Review: Bird (Old Fitz Theatre)

Venue: Old Fitzroy Theatre (Woolloomooloo NSW), Oct 22 – Nov 2, 2019
Playwright: Katherine Chandler
Director: Jane Angharad
Cast: : Marvin Adler, Sarah Easterman, James Gordon, Bella Ridgway, Laura Wilson
Images by Clare Hawley

Theatre review
Ava is turning 16 and homeless. Her cruel mother rejects repeated efforts by Ava to mend bridges, letting the girl languish in crisis accommodation, and on the streets of her Welsh town. Katherine Chandler’s Bird is about survival, when a young person is abandoned. We look at the challenges that Ava has to negotiate having been left to her own devices, and the dangers she encounters as she does her best to stay alive.

It is a poignant story, featuring an honest portrayal of a loveless family not often seen in our storytelling. Its characters are realistic and thoroughly explored, so that we may sympathise with the depths of Ava’s despondency, and identify the hope that she never relinquishes. Directed by Jane Angharad, the production tends to be overly subtle in approach, but its emotional resonances are strong when necessary. The dynamics she renders between cast members is often moving, for an effective manifestation of the play’s generous measure of sentimentality.

Actor Laura Wilson’s authentic portrayal of innocence is crucial to how we regard Ava, along with a commendable focus and conviction that keeps us invested in the protagonist’s journey. The mother, Claire is played by Sarah Easterman, whose quiet brutality provides valuable fortification to how the plot unfolds. Mystery man Lee is given excellent depth by James Gordon, whose ambiguity creates exquisite dramatic tension for all his scenes. Marvin Adler and Bella Ridgway play Ava’s friends, both performers offering a balance of melancholy and purity, for depictions of youth that are vividly truthful.

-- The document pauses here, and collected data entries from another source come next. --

PR #3046, opened 2023-08-17
`Paywalls`: handle already purchased state

NachoSoto:
This adds `currentlySubscribed` to `TemplateViewConfiguration.Package` so that `PurchaseButton` can access that information.

`PurchaseButton` now gets automatically disabled for products that are already subscribed.

### DIFF
--- a/RevenueCatUI/PaywallView.swift
+++ b/RevenueCatUI/PaywallView.swift
@@ -101,10 +101,12 @@ public struct PaywallView: View {
                                     throw PaywallError.purchasesNotConfigured
                                 }
 
-                                guard let offering = try await Purchases.shared.offerings().current else {
-                                    throw PaywallError.noCurrentOffering
+                                if self.offering == nil {
+                                    guard let offering = try await Purchases.shared.offerings().current else {
+                                        throw PaywallError.noCurrentOffering
+                                    }
+                                    self.offering = offering
                                 }
-                                self.offering = offering
 
                                 if self.customerInfo == nil {
                                     self.customerInfo = try await Purchases.shared.customerInfo()
--- a/RevenueCatUI/PaywallView.swift
+++ b/RevenueCatUI/PaywallView.swift
@@ -20,6 +20,8 @@ public struct PaywallView: View {
     @State
     private var offering: Offering?
     @State
+    private var customerInfo: CustomerInfo?
+    @State
     private var error: NSError?
 
     /// Create a view that loads the `Offerings.current`.
@@ -32,6 +34,7 @@ public struct PaywallView: View {
     ) {
         self.init(
             offering: nil,
+            customerInfo: nil,
             fonts: fonts,
             introEligibility: .default(),
             purchaseHandler: .default()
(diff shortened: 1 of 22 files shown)


NachoSoto:
Just gotta actually use this new flag, want to discuss the best way to visualize this in paywalls /cc @aboedo

RevenueCatUI/PaywallView.swift
```diff
@@ -83,8 +89,9 @@ public struct PaywallView: View {
     private var content: some View {
         VStack { // Necessary to work around FB12674350 and FB12787354
             if let checker = self.introEligibility, let purchaseHandler = self.purchaseHandler {
-                if let offering = self.offering {
+                if let offering = self.offering, let customerInfo = self.customerInfo {
                     self.paywallView(for: offering,
+                                     activelySubscribedProductIdentifiers: customerInfo.activeSubscriptions,
```
joshdholtz, line 94: This _may_ not actually be enough information to accurately show a purchased products with paywalls due to cross platform 😬 

One case for this is if your offering looks like...
- Monthly
  -  Apple - `pro_annually`
  - Google - `pro_yearly`
  
If the user is logged in and sharing purchases a crossed platforms, the paywall would incorrectly show their state and they _could_ accidentally purchase another subscription. 

It _could_ be on the developer to make sure the paywall is shown correctly but it still could happen 🤷‍♂️ 

The thing with this is... I don't think we have a solution for this right now 😅 We would essentially need a way to get "packages purchased" from the customer info so that it correctly maps to the packages that we are showing in the Paywall UI

joshdholtz (commented):
Left a thought on why `customerInfo.activeSubscriptions` might not be sufficient enough 😬

RevenueCatUI/PaywallView.swift
NachoSoto: Yeah that's right... 
Given that this is just a "nice to have" I don't think it's a big deal if we don't detect that particular scenario.

RevenueCatUI/Views/PurchaseButton.swift
```diff
@@ -90,6 +90,7 @@ struct PurchaseButton: View {
         .buttonStyle(.borderedProminent)
         .frame(maxWidth: .infinity)
         .dynamicTypeSize(...Constants.maximumDynamicTypeSize)
+        .disabled(self.package.currentlySubscribed)
```
NachoSoto, line 93: How it's used right now.

joshdholtz (approved):

RevenueCatUI/View+PresentPaywall.swift
```diff
@@ -115,14 +115,15 @@ private struct PresentingPaywallModifier: ViewModifier {
     var purchaseHandler: PurchaseHandler?
 
     @State
-    private var isDisplayed = false
+    private var state: (displayed: Bool, customerInfo: CustomerInfo?) = (false, nil)
```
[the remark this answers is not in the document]
NachoSoto: It could be, but given that this is only used here I'd say it's overkill.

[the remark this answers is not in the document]
NachoSoto: Actually I simplified this by using a single value now :)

To be unwanted by one’s parents is unimaginable for most, yet many continue to flourish in spite of this bitter deprivation. The odds against her are staggering, but Ava never gives up trying. With no choice but to be fearless, she is always able to muster the courage to march on, even if her days are aimless and sad. We have all experienced what it is like to be lost, but to brave the world when feeling unloved, is an immense tragedy, yet somehow, we are capable of it.